# [INSTRUCTIONS FOR THE TASK]
Pick every line from the data below that contains the string "kicked" and copy it.

[Collected data entries]
● ● ●

PR #7049, opened 2023-09-04
fix(install): delay fetching directory until symlink

### LINKED ISSUE #7040: 8.7.0 regression: Install of monorepo that contains locally injected packages fails

JacobLey:
Ensure that fetches from directory are delayed until the package is synlinked. That will allow the created `exportableManifest` to correctly find it's dependencies.

Resolves: https://github.com/pnpm/pnpm/issues/7040

### DIFF
--- a/pkg-manager/core/src/install/link.ts
+++ b/pkg-manager/core/src/install/link.ts
@@ -48,6 +48,7 @@ export async function linkPackages (
     currentLockfile: Lockfile
     dedupeDirectDeps: boolean
     dependenciesByProjectId: Record<string, Record<string, string>>
+    finishLockfileUpdates: () => Promise<unknown>
     force: boolean
     depsStateCache: DepsStateCache
     extraNodePaths: string[]
@@ -134,31 +135,6 @@ export async function linkPackages (
     failOnMissingDependencies: true,
     skipped: new Set(),
   })
-  const { newDepPaths, added } = await linkNewPackages(
-    filterLockfileByImporters(opts.currentLockfile, projectIds, {
-      ...filterOpts,
-      failOnMissingDependencies: false,
-    }),
-    newCurrentLockfile,
-    depGraph,
-    {
-      force: opts.force,
-      depsStateCache: opts.depsStateCache,
-      ignoreScripts: opts.ignoreScripts,
-      lockfileDir: opts.lockfileDir,
-      optional: opts.include.optionalDependencies,
-      sideEffectsCacheRead: opts.sideEffectsCacheRead,
-      symlink: opts.symlink,
-      skipped: opts.skipped,
-      storeController: opts.storeController,
-      virtualStoreDir: opts.virtualStoreDir,
-    }
-  )
-
-  stageLogger.debug({
-    prefix: opts.lockfileDir,
-    stage: 'importing_done',
-  })
 
   let currentLockfile: Lockfile
   const allImportersIncluded = equals(projectIds.sort(), Object.keys(opts.wantedLockfile.importers).sort())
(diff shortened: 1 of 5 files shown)


pkg-manager/core/src/install/link.ts
```diff
@@ -134,6 +135,53 @@ export async function linkPackages (
     failOnMissingDependencies: true,
     skipped: new Set(),
   })
+  let linkedToRoot = 0
```
JacobLey, line 192: This section is just moving the `sym link` logic up before the `linkNewPackages` (which invokes the fetcher internally)

It is otherwise copy-pasted.

Now the directory fetcher will have locally linked packages setup as necsessary

pkg-manager/core/src/install/link.ts
```diff
@@ -134,6 +135,53 @@ export async function linkPackages (
...
+                isExternalLink: true,
+              }
+            }),
+          ],
+        }]
+      }))
+    )
+    linkedToRoot = await linkDirectDeps(projectsToLink, { dedupe: opts.dedupeDirectDeps })
+  }
+  await opts.finishLockfileUpdates()
```
JacobLey, line 246: `finishLockfileUpdates` is required to be called because it resolves the `requiresBuild` promise https://github.com/pnpm/pnpm/blob/main/pkg-manager/resolve-dependencies/src/index.ts#L349, which is used inside `linkNewPackages`

It can't be invoked _before_ sym linking, because it triggers the `fetch` internally

pkg-manager/package-requester/src/packageRequester.ts
```diff
@@ -341,11 +341,33 @@ function fetchToStore (
...
 
-    doFetchToStore(filesIndexFile, fetching, target) // eslint-disable-line
+    // Most fetchers (e.g. tarball downloader) are kicked off immediately
+    // so the data is fully ready once requested.
+    // However, directory fetcher should defer loading until actually requested,
+    // in case local files are necessary (e.g. symlinked local packages)
+    let blocker: Promise<void>
+
+    if (opts.pkg.resolution.type === 'directory') {
+      const blocked: pDefer.DeferredPromise<void> = pDefer()
```
JacobLey, line 357: I'm not in love with this implementation, but basically we want to block the execution of `doFetchToStore` until actually invoked

_only_ apply this to directory fetchers though, others like tarball should still get kicked off.

Alternative approach is instead of passing the `blocker` promise, invoke `doFetchToStore(filesIndexFile, fetching, target, blocker)` in the `promiseSharer` callback... Would need to be careful about deduping

pkg-manager/resolve-dependencies/src/index.ts
```diff
@@ -282,10 +281,15 @@ export async function resolveDependencies (
...
   }))
 
+  let finishLockfileUpdatesPromise: Promise<unknown> | undefined
+
   return {
     dependenciesByProjectId,
     dependenciesGraph,
-    finishLockfileUpdates: promiseShare(finishLockfileUpdates(dependenciesGraph, pendingRequiresBuilds, newLockfile)),
+    finishLockfileUpdates: () => {
+      finishLockfileUpdatesPromise ??= finishLockfileUpdates(dependenciesGraph, pendingRequiresBuilds, newLockfile)
```
JacobLey, line 290: `finishLockfileUpdates` calls `fetching` internally, so we should defer this logic until necessary https://github.com/pnpm/pnpm/blob/main/pkg-manager/resolve-dependencies/src/index.ts#L337

Another alternative approach is to have it depend on some "lazy" version of `fetching` that does not _trigger_ the invocation, but will subscribe to the underlying promise...

pkg-manager/plugin-commands-installation/test/install.ts
```diff
@@ -52,3 +53,124 @@ test('install with no store integrity validation', async () => {
 
   expect(fs.readFileSync('node_modules/is-positive/readme.md', 'utf8')).toBe('modified')
 })
+
+describe('install injected dependencies', () => {
```
JacobLey, line 57: Woops didn't mean to include with this PR (https://github.com/pnpm/pnpm/pull/7048) but hopefully serves as proof of passing tests...

zkochan:
I would rather look into other solutions as this will probably make installation speed worse.

zkochan:
What if we just upgrade `export-manifest` to not fail and keep the `workspace:` versions?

● ● ●

# [YOUR SOLUTION]
+    // Most fetchers (e.g. tarball downloader) are kicked off immediately
_only_ apply this to directory fetchers though, others like tarball should still get kicked off.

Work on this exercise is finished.